** YOUR TASK **
Bring together all lines from the listing below that contain the string "PlayerService".

** DATASET CONTENT **
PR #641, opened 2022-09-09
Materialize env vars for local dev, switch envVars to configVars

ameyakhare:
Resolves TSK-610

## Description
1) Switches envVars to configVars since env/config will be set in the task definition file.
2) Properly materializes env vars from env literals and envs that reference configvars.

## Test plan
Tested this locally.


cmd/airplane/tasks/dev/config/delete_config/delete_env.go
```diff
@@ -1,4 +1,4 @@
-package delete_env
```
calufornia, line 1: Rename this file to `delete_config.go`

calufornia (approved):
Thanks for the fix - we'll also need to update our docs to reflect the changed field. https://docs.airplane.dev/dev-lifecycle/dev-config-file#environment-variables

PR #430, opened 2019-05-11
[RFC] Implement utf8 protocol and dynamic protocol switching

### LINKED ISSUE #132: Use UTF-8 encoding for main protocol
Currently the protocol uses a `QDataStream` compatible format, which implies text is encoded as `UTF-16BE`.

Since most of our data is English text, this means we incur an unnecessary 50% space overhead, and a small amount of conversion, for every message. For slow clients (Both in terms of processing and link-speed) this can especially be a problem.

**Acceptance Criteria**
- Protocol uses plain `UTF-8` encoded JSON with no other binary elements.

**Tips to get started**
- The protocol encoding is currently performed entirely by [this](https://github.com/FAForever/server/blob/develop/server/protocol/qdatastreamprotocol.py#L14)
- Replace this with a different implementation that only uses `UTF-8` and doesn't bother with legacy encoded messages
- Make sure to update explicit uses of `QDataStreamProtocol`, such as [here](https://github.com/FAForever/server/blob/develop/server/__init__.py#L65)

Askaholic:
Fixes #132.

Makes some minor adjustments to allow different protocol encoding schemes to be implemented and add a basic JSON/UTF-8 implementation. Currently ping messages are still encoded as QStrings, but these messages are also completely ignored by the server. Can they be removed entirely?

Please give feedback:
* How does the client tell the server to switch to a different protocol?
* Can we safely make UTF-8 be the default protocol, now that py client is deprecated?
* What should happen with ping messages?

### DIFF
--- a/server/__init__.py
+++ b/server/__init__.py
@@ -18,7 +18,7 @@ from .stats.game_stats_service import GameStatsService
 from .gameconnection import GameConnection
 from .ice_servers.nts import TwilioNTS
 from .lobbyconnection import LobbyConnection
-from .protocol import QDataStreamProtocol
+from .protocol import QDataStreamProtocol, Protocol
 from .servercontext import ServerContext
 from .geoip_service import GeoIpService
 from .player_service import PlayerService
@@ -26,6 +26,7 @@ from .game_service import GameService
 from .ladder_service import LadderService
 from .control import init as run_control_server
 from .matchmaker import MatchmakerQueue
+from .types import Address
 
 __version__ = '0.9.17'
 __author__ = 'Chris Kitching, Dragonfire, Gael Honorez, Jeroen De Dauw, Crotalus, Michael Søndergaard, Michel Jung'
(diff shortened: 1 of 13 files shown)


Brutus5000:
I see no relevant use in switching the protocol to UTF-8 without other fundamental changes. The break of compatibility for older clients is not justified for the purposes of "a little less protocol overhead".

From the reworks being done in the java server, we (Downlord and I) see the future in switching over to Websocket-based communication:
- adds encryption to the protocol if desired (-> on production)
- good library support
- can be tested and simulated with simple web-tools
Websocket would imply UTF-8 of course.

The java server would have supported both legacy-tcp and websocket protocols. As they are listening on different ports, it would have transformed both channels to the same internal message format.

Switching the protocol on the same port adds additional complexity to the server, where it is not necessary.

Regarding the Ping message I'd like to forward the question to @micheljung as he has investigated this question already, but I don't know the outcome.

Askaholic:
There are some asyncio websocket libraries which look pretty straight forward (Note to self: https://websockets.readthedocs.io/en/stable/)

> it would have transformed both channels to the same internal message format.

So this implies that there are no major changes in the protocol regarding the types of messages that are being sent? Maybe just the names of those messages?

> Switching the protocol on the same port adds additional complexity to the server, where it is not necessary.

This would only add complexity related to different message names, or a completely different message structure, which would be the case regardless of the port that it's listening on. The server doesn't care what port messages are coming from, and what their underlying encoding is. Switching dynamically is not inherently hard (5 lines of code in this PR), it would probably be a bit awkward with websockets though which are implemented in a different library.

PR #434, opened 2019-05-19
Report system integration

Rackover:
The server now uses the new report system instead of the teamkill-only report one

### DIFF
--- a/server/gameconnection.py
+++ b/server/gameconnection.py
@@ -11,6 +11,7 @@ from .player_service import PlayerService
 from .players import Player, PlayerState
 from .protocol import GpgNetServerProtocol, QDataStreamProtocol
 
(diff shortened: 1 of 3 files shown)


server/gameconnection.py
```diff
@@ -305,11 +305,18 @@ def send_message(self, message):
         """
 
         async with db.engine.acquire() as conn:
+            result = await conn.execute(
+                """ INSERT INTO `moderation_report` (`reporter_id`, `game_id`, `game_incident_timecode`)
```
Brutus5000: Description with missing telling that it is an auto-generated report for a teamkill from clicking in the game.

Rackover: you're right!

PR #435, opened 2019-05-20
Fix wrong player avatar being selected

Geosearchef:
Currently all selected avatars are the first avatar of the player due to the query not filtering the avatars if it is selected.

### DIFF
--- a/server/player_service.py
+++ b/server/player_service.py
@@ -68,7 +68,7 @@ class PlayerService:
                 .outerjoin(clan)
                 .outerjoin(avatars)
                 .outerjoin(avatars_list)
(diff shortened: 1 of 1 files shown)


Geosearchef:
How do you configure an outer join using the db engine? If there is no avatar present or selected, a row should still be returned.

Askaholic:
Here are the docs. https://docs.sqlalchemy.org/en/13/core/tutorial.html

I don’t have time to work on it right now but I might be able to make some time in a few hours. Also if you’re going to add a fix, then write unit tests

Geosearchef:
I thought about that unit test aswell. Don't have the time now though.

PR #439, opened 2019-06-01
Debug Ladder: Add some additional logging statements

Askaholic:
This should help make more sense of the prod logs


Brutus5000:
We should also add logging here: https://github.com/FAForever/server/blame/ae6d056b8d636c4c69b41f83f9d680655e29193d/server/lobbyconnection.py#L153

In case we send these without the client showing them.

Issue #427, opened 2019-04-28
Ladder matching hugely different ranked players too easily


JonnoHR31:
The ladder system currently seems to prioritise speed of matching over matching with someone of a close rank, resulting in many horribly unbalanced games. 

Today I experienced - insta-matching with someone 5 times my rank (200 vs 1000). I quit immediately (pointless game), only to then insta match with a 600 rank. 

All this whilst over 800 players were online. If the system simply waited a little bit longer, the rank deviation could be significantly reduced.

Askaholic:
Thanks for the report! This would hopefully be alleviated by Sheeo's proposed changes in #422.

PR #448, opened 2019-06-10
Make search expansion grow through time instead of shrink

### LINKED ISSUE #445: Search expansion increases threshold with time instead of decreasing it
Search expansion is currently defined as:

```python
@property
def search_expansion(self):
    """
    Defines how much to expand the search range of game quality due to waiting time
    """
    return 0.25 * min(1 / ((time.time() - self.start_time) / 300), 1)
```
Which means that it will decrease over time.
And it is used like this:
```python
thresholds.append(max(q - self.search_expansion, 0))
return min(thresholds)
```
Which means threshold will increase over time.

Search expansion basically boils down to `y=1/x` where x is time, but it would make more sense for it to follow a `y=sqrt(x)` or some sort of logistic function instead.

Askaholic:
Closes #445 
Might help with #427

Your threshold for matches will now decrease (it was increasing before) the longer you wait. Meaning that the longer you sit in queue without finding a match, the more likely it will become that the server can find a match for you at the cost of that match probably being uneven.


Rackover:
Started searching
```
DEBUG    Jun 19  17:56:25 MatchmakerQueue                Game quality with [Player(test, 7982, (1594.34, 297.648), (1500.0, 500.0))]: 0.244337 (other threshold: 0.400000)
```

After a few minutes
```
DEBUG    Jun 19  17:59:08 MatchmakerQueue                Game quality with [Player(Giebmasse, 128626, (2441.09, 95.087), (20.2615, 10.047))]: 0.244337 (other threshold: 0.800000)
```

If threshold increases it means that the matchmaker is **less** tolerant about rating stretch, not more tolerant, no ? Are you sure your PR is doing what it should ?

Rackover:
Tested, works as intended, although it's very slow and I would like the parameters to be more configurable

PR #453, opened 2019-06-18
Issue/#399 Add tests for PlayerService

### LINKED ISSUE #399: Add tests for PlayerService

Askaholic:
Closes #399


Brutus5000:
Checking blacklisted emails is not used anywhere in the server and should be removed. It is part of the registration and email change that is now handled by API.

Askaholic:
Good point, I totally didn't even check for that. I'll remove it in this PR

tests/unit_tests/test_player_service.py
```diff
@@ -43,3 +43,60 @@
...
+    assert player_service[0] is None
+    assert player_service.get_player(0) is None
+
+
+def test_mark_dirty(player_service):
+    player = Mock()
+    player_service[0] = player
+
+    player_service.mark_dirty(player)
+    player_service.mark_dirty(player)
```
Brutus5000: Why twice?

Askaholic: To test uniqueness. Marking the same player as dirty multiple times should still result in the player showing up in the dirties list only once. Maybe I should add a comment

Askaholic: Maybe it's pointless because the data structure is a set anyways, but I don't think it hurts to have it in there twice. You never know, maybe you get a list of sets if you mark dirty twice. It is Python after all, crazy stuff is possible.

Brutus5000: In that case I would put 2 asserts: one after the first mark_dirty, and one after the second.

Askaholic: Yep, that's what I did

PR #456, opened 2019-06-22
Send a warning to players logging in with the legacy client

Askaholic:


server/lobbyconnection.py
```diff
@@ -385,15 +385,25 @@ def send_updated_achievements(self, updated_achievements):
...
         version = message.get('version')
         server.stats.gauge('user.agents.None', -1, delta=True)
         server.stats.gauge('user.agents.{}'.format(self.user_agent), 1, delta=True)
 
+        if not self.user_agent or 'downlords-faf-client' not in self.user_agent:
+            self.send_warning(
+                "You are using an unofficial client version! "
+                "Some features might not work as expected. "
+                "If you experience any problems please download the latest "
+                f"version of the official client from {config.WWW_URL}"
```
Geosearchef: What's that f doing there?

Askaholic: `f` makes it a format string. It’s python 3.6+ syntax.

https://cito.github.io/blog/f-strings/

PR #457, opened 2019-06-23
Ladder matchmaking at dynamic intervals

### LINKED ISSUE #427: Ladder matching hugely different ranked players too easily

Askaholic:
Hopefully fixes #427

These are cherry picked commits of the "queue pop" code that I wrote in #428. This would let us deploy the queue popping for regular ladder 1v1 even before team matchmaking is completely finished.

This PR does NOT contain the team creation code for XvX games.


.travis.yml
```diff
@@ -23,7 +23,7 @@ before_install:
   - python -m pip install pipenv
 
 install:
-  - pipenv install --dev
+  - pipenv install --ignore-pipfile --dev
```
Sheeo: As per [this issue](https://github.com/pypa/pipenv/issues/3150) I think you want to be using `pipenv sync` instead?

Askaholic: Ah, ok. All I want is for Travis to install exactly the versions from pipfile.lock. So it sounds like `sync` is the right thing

** REPLY TO THE EXERCISE **
 from .player_service import PlayerService
@@ -11,6 +11,7 @@ from .player_service import PlayerService
@@ -68,7 +68,7 @@ class PlayerService:
Issue/#399 Add tests for PlayerService
### LINKED ISSUE #399: Add tests for PlayerService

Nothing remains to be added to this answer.